Limitations & Future Work¶
- Predictions are inherently probabilistic and should serve as a complement to expert decision-making rather than a replacement.
- Validation is limited to influenza A; generalizability to other pathogens (e.g., SARS-CoV-2, HIV) remains unexplored.
- The small model scale (6 layers) may need to be expanded for more complex genomes.
- Training data depend on GISAID, introducing geographic sampling bias.
Related Work & Insights¶
- vs. beth-1: beth-1 models site-level independent mutations, whereas AntigenLM models cross-segment co-evolution; AntigenLM outperforms beth-1 on all tasks.
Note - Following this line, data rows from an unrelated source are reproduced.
PR #1534, opened 2021-01-08
Update README.md

MahmoudMabrok:
add code analysis
it list each language used in code/project files, count pure lines, blank lines


ahmedre (approved):

ahmedre:
didn't realize this was a static image - maybe no point really then? :(

MahmoudMabrok:
what issue of being static image, 
do u want it as dynamic feature
@ahmedre

ahmedre:
we already know the stats of percentage via Github side bar - lines of code is not important to be shared on a page like this imho

MahmoudMabrok:
i thought display LOC may be an indication of how big is our app

PR #1514, opened 2020-12-26
Add Bulk Download Dialog

benomaire:
Possible use cases:
1. Download from Surah 18 to Surah 114
2. Download from Surah 78 to Surah 114
3. etc

This saves many touches for highlighting all these Surahs.

PR #1540, opened 2021-01-31
Use large text size only for Arabic in NumberPicker

benomaire:
Used a smaller default text size, and increased it for Arabic.
Also implemented the comments in #1514


ahmedre (approved):

ahmedre:
جزاكم الله خيراً

PR #1565, opened 2021-03-20
Update versions of dependencies

ahmedre:


gradle/wrapper/gradle-wrapper.properties
```diff
@@ -1,5 +1,5 @@
 distributionBase=GRADLE_USER_HOME
 distributionPath=wrapper/dists
-distributionUrl=https\://services.gradle.org/distributions/gradle-6.5-all.zip
+distributionUrl=https\://services.gradle.org/distributions/gradle-6.8.3-bin.zip
```
ozbek, line 3: FWIW, Android Studio favors `-all` package than `-bin`.

ahmedre: true, but been reading in some circles that there's really no point because `-all` gets sources, whereas `-bin` gets sources only upon demand - links for reference:

https://twitter.com/CedricChampeau/status/1113871652809531392
https://twitter.com/CedricChampeau/status/950376868716470273
https://youtrack.jetbrains.com/issue/IDEA-203597

ozbek: TIL.
Hope the `-all` suggestion notification is going away sooner than later :)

- vs. HyenaDNA/DNABERT: General-purpose DNA models trained on multi-species corpora lose species-specific structure and frequently generate invalid sequences (large length deviations, missing markers).
- vs. ProtGPT2: Protein-level models cannot capture nucleotide-level evolutionary signals such as synonymous mutations.
Rating¶
- Novelty: ⭐⭐⭐⭐ Functional-unit–aware pretraining is a novel design principle, though the overall architecture follows standard GPT-2.
- Experimental Thoroughness: ⭐⭐⭐⭐⭐ Five pretraining ablations, comparisons with three categories of methods, and cross-subtype/cross-geographic generalization evaluations—highly comprehensive.
- Writing Quality: ⭐⭐⭐⭐ Clear logical structure with well-motivated reasoning.
- Value: ⭐⭐⭐⭐ Directly applicable to vaccine design; the functional unit preservation principle has broad transferable significance.